### The problem
Look for the string "collection" in the listing below and copy every line in which it appears.

:: Data supplied ::

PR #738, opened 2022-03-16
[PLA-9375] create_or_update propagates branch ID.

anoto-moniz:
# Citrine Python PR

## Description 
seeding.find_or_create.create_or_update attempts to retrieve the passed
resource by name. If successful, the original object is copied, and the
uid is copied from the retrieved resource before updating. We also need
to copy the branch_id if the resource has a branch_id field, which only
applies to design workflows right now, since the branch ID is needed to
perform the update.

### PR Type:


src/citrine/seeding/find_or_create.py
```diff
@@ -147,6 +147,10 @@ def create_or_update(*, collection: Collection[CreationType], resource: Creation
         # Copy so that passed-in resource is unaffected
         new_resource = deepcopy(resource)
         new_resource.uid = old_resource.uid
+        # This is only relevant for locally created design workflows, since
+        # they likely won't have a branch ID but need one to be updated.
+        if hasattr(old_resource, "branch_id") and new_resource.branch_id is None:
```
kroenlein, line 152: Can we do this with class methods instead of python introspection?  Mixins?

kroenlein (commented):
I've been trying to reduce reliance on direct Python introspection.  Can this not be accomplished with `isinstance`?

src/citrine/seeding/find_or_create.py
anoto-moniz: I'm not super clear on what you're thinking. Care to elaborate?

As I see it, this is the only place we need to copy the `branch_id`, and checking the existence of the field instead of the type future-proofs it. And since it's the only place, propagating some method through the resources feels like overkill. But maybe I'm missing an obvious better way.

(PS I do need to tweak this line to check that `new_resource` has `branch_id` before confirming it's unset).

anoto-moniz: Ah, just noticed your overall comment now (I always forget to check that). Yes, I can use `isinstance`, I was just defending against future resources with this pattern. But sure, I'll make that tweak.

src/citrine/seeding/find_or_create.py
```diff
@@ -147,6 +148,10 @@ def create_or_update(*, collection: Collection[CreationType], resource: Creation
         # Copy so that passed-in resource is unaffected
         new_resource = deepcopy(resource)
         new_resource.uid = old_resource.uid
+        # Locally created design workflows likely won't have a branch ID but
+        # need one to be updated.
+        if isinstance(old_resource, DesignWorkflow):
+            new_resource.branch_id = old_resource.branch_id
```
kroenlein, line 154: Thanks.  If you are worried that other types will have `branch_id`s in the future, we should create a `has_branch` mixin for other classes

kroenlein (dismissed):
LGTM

:::
:: Data supplied ::

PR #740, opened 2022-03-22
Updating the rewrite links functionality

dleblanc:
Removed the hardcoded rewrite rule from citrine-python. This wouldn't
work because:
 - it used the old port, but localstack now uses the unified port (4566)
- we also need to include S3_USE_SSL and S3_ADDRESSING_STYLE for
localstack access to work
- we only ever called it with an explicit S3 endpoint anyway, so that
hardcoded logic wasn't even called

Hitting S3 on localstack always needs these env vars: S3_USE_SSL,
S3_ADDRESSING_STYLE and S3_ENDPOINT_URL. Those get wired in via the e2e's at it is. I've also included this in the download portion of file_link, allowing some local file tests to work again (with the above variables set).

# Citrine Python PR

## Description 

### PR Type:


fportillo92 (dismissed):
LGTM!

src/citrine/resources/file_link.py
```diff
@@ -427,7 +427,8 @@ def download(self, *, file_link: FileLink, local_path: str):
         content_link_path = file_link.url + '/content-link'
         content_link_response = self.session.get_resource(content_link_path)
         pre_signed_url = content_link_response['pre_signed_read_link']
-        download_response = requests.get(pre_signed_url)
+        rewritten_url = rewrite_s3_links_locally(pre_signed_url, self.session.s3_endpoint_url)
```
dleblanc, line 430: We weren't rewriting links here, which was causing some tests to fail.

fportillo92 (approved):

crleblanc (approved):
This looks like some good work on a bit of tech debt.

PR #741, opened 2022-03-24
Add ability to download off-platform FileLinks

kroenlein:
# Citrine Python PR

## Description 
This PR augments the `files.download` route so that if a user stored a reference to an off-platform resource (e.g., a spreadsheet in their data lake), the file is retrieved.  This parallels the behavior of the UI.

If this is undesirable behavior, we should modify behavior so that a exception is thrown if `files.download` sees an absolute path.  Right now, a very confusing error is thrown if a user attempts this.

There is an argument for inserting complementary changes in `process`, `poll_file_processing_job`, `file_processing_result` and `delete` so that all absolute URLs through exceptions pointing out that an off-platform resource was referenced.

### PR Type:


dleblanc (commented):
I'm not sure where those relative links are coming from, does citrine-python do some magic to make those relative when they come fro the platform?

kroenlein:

:::
:: Data supplied ::

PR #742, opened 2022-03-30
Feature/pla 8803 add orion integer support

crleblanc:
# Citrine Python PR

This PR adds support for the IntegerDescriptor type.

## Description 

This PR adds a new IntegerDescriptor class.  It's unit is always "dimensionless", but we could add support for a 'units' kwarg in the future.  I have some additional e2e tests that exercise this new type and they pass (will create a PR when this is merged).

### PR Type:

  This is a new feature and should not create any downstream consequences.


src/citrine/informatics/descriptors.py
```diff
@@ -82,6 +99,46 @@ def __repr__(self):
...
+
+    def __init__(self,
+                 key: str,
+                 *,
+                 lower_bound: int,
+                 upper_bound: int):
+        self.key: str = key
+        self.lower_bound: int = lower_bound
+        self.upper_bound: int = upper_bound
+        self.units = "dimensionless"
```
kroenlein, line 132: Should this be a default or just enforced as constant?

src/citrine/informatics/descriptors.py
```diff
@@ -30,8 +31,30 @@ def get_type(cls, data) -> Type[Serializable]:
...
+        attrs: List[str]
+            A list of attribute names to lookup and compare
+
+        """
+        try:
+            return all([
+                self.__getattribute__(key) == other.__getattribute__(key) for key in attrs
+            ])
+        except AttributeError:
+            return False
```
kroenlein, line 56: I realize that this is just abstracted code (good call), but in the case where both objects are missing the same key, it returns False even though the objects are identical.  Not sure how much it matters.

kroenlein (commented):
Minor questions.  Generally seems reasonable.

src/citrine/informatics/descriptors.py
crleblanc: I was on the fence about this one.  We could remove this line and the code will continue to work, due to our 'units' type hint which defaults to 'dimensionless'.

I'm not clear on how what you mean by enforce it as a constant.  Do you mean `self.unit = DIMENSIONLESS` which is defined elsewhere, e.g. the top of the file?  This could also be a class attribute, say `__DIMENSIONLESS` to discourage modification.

:::

### Exercise solution
@@ -147,6 +147,10 @@ def create_or_update(*, collection: Collection[CreationType], resource: Creation
@@ -147,6 +148,10 @@ def create_or_update(*, collection: Collection[CreationType], resource: Creation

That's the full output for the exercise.